No creo que es necesariamente cobardía, sino que nervios (pre-wedding jitters).

Tezza


----------



## Mirlo

De acuerdo con Tezza.

*Cold feet:*
Fearfulness or timidity preventing the completion of a course of action.

Le dio miedo/nerviosismo o se intimidó.

Saludos,


----------



## SDLX Master

Tezzaluna said:


> No creo que es necesariamente cobardía, sino que nervios (pre-wedding jitters).
> 
> Tezza


 
La RAE consigna lo siguiente:
*acobardar**.*
1. tr. Amedrentar, *causar o meter miedo*.


*miedo.*
1. m. Perturbación angustiosa del ánimo por un riesgo o daño real o imaginario.

*nervio.*
*14. *m. pl. Estado psicológico agitado y tenso de una persona.


Por consiguiente, estamos lidiando con sinónimos y *"cobardía"* no es un vocablo con acepción única o excluyente.


----------



## malina

Hi,

podría ser "tener mariposas en el estómago"

Hope it helps


----------



## Mirlo

Si entiendo, pero lo que pasa es que lo que declaran en inglés como "cold feet" no tiene la misma implicación de lo que un cobarde es para nosotros en español.
Es mas suave como dice 'Malina' y trató de explicar Tezzaluna solo son "maripositas en el estómago" un estado natural de "nerviosismo". *Para mi un cobarde es aquel que no tendría el valor o los cojones* de casarse. Y por eso yo no lo usaría.


----------



## alexacohen

¡Muy bien, Mirlo y Tezza!

Cowardice and cold feet are not the same thing.


----------



## Joao Paulo

Hola/Hi,
   I think that "to have cold feet" have more scope than any of its possible translations into Spanish.

If you say "He didn't do it because he had cold feet", that could very well be translated as "se acobardó", or "no se animó".
But you can "have cold feet" and still do it; in that case, I would translate it (maybe) as "lo pensó dos veces" or something like that.


----------



## octoplasm

For me, *to get* *cold feet* usuallyimplies that the action is not completed. The person actually gives up on what he was supposed to do.
It's much more than nerves or stage-fright.
In this case,* acobardarse/arrepentirse* are apt translations.

However, the expression is sometimes used to signify that the person* is frightened or nervous*, as in your sentence. *Asustarse* captures the concept.


----------



## SDLX Master

alexacohen said:


> ¡Muy bien, Mirlo y Tezza!
> 
> Cowardice and cold feet are not the same thing.
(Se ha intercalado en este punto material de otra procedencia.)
PR #244, opened 2024-05-10
pb-6810: Added resource group name to S3Config of the backuplocation object

siva-portworx:
```
pb-6810: Added resource group name to S3Config of the backuplocation object
```
Closes # pb-6810

N.A
To azure SDK call need reource group name to get the retention period for the locked bucket. 
We will be getting this from user during the backuplocation creation.


pkg/apis/v1/api.proto
```diff
@@ -165,6 +165,9 @@ message S3Config {
     // Azure environment type
     // Currently supporting only AZURE_GLOBAL and AZURE_CHINA
     AzureEnvironmentType azure_environment = 7;
+    // Azure resource group name.
+    // This is needed in the case of azure immutable bucket to get the retention period
```
lalat-das, line 169: Please make sure to add (optional) in the comment if it is an optional argument in BL related ops

lalat-das (approved):
lgtm, other than that optional related comment.

PR #251, opened 2024-08-04
PB-7669: adding retention time stamp

dbinnal-px:
Adding new field for retention timestamp

Closes #
https://purestorage.atlassian.net/browse/PB-7669


pkg/apis/v1/api.proto
```diff
@@ -556,6 +556,7 @@ message BackupInfo {
     map<string, string> volume_snapshot_class_mapping = 37;
     // option to take backup as direct kdmp 
     bool direct_kdmp = 38;
+    google.protobuf.Timestamp retention_time = 39;
```
siva-portworx, line 559: Add a comment that this will store the timestamp, when the retention period of locked backup will be expired.

siva-portworx (approved):

aks-px (approved):

vsundarraj-px (approved):
Agree with @siva-portworx please add comment.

*Nobody quoted the word "cowardice" here at all for the unnecessary cheering. *



Joao Paulo said:


> Hola/Hi,
> I think that "to have cold feet" have more scope than any of its possible translations into Spanish.
> 
> If you say "He didn't do it because he had cold feet", that could very well be translated as "se acobardó", or "no se animó".
> But you can "have cold feet" and still do it; in that case, I would translate it (maybe) as "lo pensó dos veces" or something like that.


 


octoplasm said:


> For me, *to get* *cold feet* usuallyimplies that the action is not completed. The person actually gives up on what he was supposed to do.
> It's much more than nerves or stage-fright.
> In this case,* acobardarse/arrepentirse* are apt translations.
> 
> However, the expression is sometimes used to signify that the person* is frightened or nervous*, as in your sentence. *Asustarse* captures the concept.


*Both Joao Paulo and octoplasm, my point exactly.*


----------



## Mirlo

octoplasm said:


> For me, *to get* *cold feet* usuallyimplies that the action is not completed. The person actually gives up on what he was supposed to do.
> It's much more than nerves or stage-fright.
> In this case,* acobardarse/arrepentirse* are apt translations.
> 
> However, the expression is sometimes used to signify that the person* is frightened or nervous*, as in your sentence. *Asustarse* captures the concept.


 
Well with all respect, that's your personal opinion, I base my answer in the real meaning of the expression; furthermore many times a person can have "cold feet" but they ended up marrying or jumping anyway, a coward wouldn't:
*cold feet*


_noun_

Great agitation and anxiety caused by the expectation or the realization of danger: affright, alarm, apprehension, dread, fear, fearfulness, fright, funk, horror, panic, terror, trepidation. _Idioms:_ fear and trembling.
*Get (have) cold feet*

*Meaning:*

Suddenly become (be) very nervous about doing something that you were going to do.
If you *get cold feet*, you become afraid to do something that you planned to do or agreed to do.

*Example:*

It's normal for young people *to get cold feet* before their wedding.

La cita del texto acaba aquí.